* **Records to process**
PR #24, opened 2022-05-27
Show errors on why the registration of a user fails

Steffengreiner:
Addresses DM-361 by adding a full name policy to check for user input in the full name field. 
Additionally introduces distinct error messaging and component handling dependent on the violated domain policy.


domain/src/main/java/life/qbic/domain/usermanagement/User.java
```diff
@@ -55,7 +55,8 @@ protected User() {}
    */
   public static User create(String fullName, String email) throws UserException {
     String uuid = String.valueOf(UUID.randomUUID());
-    var user = new User(fullName);
+    var user = new User();
+    user.setFullName(fullName);
```
jenniferboedker, line 59: Why did you change that?

domain/src/main/java/life/qbic/domain/usermanagement/policies/FullNamePolicy.java
```diff
@@ -0,0 +1,38 @@
...
+ * <b>Full Name Policy</b>
+ *
+ * <p>Validates if a String is concurrent with the full name requirements
+ *
+ * @since 1.0.0
+ */
+public class FullNamePolicy {
+
+  private static final int MIN_LENGTH = 1;
+
```
jenniferboedker, line 13: Why did you add that? AFAIK we dont have a policy there other than that it needs to be provided

webapp/src/main/java/life/qbic/views/register/UserRegistrationHandler.java
```diff
@@ -57,30 +60,16 @@ private void addListener() {
...
-    userRegistrationLayout.passwordTooShortMessage.setVisible(false);
     userRegistrationLayout.alreadyUsedEmailMessage.setVisible(false);
+    userRegistrationLayout.errorMessage.setVisible(false);
+    userRegistrationLayout.passwordTooShortMessage.setVisible(false);
+  }
+
+  private void resetComponentErrors() {
+    userRegistrationLayout.fullName.setErrorMessage("A username must be at least 1 character");
+    userRegistrationLayout.email.setErrorMessage("Please provide a valid email");
+    userRegistrationLayout.password.setErrorMessage("Password too short");
```
jenniferboedker, line 72: I am confused, this reads as if you set the error rather than reset

webapp/src/main/java/life/qbic/views/register/UserRegistrationHandler.java
```diff
@@ -90,9 +79,30 @@ public void onSuccess() {
...
+    }
+    if (reason.equals("User with email address already exists.")) {
+      userRegistrationLayout.alreadyUsedEmailMessage.setVisible(true);
+      userRegistrationLayout.email.setInvalid(true);
+      userRegistrationLayout.email.setErrorMessage(reason);
+    }
+    if (reason.equals("Unexpected error occurred.")) {
+      userRegistrationLayout.errorMessage.setVisible(true);
+    }
+    if (reason.equals("Password shorter than 8 characters.")) {
```
jenniferboedker, line 102: Screams for a switch statement

jenniferboedker (changes requested):
Thanks for your contribution! I am a little surprised about the new policy that you have added. Maybe you can elaborate on how you did that. I am not sure if that is a policy in our case since we require the value only to be present. But I am happy to discuss that with you :) 
Other than that: did something change with the application properties? I cannot run the application on my laptop to test if it works as desired 😿

webapp/src/main/java/life/qbic/views/register/UserRegistrationHandler.java
Steffengreiner: Good Point i renamed the method to make it's purpose more clear 👍

domain/src/main/java/life/qbic/domain/usermanagement/policies/EmailFormatPolicy.java
```diff
@@ -36,7 +38,7 @@ public static EmailFormatPolicy create() {
    */
   public PolicyCheckReport validate(String email) {
     if (!honoursRFCSpec(email)) {
-      return new PolicyCheckReport(PolicyStatus.FAILED, "Invalid email address format.");
+      return new PolicyCheckReport(PolicyStatus.FAILED, InvalidEmailMessage);
```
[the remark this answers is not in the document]
Steffengreiner: Originally i wanted to have a link between the invalid email messages the policy could trigger and the ones recognized by the switch statement in the handler to avoid duplication here.
 But I'm unsure how to do this without violating the clean architecture principles.

domain/src/main/java/life/qbic/domain/usermanagement/policies/FullNamePolicy.java
Steffengreiner: I think a policy is necessary here since the Domain logic should decide on the validity of the input. 
Also this allows us to test our requirements easily and adapt the policy if necessary down the line. 
We could e.g. think about not allowing nonsensical names down the line as suggested e.g. here: https://support.google.com/a/answer/9193374?hl=en

domain/src/main/java/life/qbic/domain/usermanagement/User.java
jenniferboedker: I would prefer to keep it as it was since it is no real policy to check for the presence of a value.

domain/src/main/java/life/qbic/domain/usermanagement/policies/EmailFormatPolicy.java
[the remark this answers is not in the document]
jenniferboedker: ok but then you can change it back, right?

domain/src/main/java/life/qbic/domain/usermanagement/policies/FullNamePolicy.java
jenniferboedker: As I said above I dont see it as a policy. Its a check for presence, the other things are requirements you just came up with. Its nothing that we have for now. Therfore I would kindly ask you to remove the policy and check the value in the user entity (I think this was done like this before, right?). You can also do it in the use case but a policy is overkill for this

domain/src/main/java/life/qbic/domain/usermanagement/policies/PasswordPolicy.java
```diff
@@ -32,7 +34,7 @@ public static PasswordPolicy create() {
    */
   public PolicyCheckReport validate(char[] rawPassword) {
     if (rawPassword.length < MIN_LENGTH) {
-      return new PolicyCheckReport(PolicyStatus.FAILED, "Password shorter than 8 characters.");
+      return new PolicyCheckReport(PolicyStatus.FAILED, invalidPasswordMessage);
```
jenniferboedker, line 37: same here as above. no need for a variable

webapp/src/main/java/life/qbic/views/register/UserRegistrationHandler.java
```diff
@@ -90,9 +79,30 @@ public void onSuccess() {
...
+        userRegistrationLayout.alreadyUsedEmailMessage.setVisible(true);
+        userRegistrationLayout.email.setInvalid(true);
+        userRegistrationLayout.email.setErrorMessage(reason);
+      }
+      case "Unexpected error occurred." -> userRegistrationLayout.errorMessage.setVisible(true);
+      case "Password shorter than 8 characters." -> {
+        userRegistrationLayout.passwordTooShortMessage.setVisible(true);
+        userRegistrationLayout.password.setInvalid(true);
+        userRegistrationLayout.password.setErrorMessage(reason);
+      }
```
jenniferboedker, line 105: default case is missing. we could show an unexpected error or so :)

KochTobi: Short remark, feel free to ignore:
Here an enum of possible reasons could make sense, you would not need a default then.

Steffengreiner: In my dreamworld i'd define the reason set in the domain logic in an enum which can also be used in the handler for checking. But this would violate clean architecture 🤷‍♂️

domain/src/main/java/life/qbic/domain/usermanagement/policies/FullNamePolicy.java
Steffengreiner: I don't see the problem with having an easily extendable policy based solution that checks the user input. 
IMO the policy should contain ALL requirements for the associated user field.
Before the introduction of the policy we did not check the user input at all in the user entity.

domain/src/main/java/life/qbic/domain/usermanagement/policies/PasswordPolicy.java
Steffengreiner: alright 👍

domain/src/main/java/life/qbic/domain/usermanagement/policies/EmailFormatPolicy.java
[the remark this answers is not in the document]
Steffengreiner: Sure 👍

domain/src/main/java/life/qbic/domain/usermanagement/UserDomainService.java
```diff
@@ -34,15 +36,51 @@ public UserDomainService(UserRepository userRepository) {
    */
   public void createUser(String fullName, String email, char[] rawPassword) throws UserException {
     // First check, if a user with the provided email already exists
-    if (userRepository.findByEmail(email).isPresent()) {
-      throw new UserException("User with email address already exists.");
-    }
+    validateUserCredentials(fullName, email, rawPassword);
     var domainEventPublisher = DomainEventPublisher.instance();
```
KochTobi, line 40: What you do here is a different behaviour then to lookup whether a user already exists. You could replace that with `isEmailInDatabase` but I do not think that it adds readability here.

domain/src/main/java/life/qbic/domain/usermanagement/UserDomainService.java
```diff
@@ -34,15 +36,51 @@ public UserDomainService(UserRepository userRepository) {
...
+    } catch (UserException e) {
+      userExceptions.add(e);
+    }
+    try {
+      user.setPassword(rawPassword);
+    } catch (UserException e) {
+      userExceptions.add(e);
+    }
+    throwCorrectUserException(userExceptions);
+  }
```
KochTobi, line 74: This does not belong here. The user itself has the responsibility to check it's parameters upon creation. That is why we have a static method in the user for creating users. We do not intent the constructor of a User to be used outside of the User class.

domain/src/main/java/life/qbic/domain/usermanagement/UserDomainService.java
```diff
@@ -34,15 +36,51 @@ public UserDomainService(UserRepository userRepository) {
...
+  private void throwCorrectUserException(List<UserException> userExceptions) {
+    if (userExceptions.size() == 1) {
+      throw userExceptions.get(0);
+    }
+    if (userExceptions.size() > 1) {
+      UserException groupedUserException = new UserException("Multiple Invalid Credentials");
+      userExceptions.forEach(groupedUserException::addSuppressed);
+      throw groupedUserException;
+    }
+  }
```
KochTobi, line 85: From the method name I would read the following information -> we throw an exception if the user is correct?
I think this method needs another name.

KochTobi (commented):
Some comments for reference

webapp/src/main/java/life/qbic/views/register/UserRegistrationHandler.java
```diff
@@ -39,48 +39,53 @@ public void handle(UserRegistrationLayout registrationLayout) {
   }
 
   private void initFields() {
+    userRegistrationLayout.fullName.setPattern(".{1,}");
```
KochTobi, line 42: I do not think this validation is correct. We want a non-empty full name. That requires at least one non-whitespace character.
```suggestion
    userRegistrationLayout.fullName.setPattern("\\S.*");
```
With the requirement: Your name must start with a non-whitespace character.
If we want to allow whitespace in front of the name (and strip it later .. although I do not know why we would do that) the expression would be
```suggestion
    userRegistrationLayout.fullName.setPattern("\\s*\\S.*");
```

KochTobi (changes requested):

domain/pom.xml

* **Task to carry out**
Return exactly, and only, the lines from the start of the listing through the line with "Addresses DM-361 by".

* **Response below**
PR #24, opened 2022-05-27
Show errors on why the registration of a user fails

Steffengreiner:
Addresses DM-361 by adding a full name policy to check for user input in the full name field. 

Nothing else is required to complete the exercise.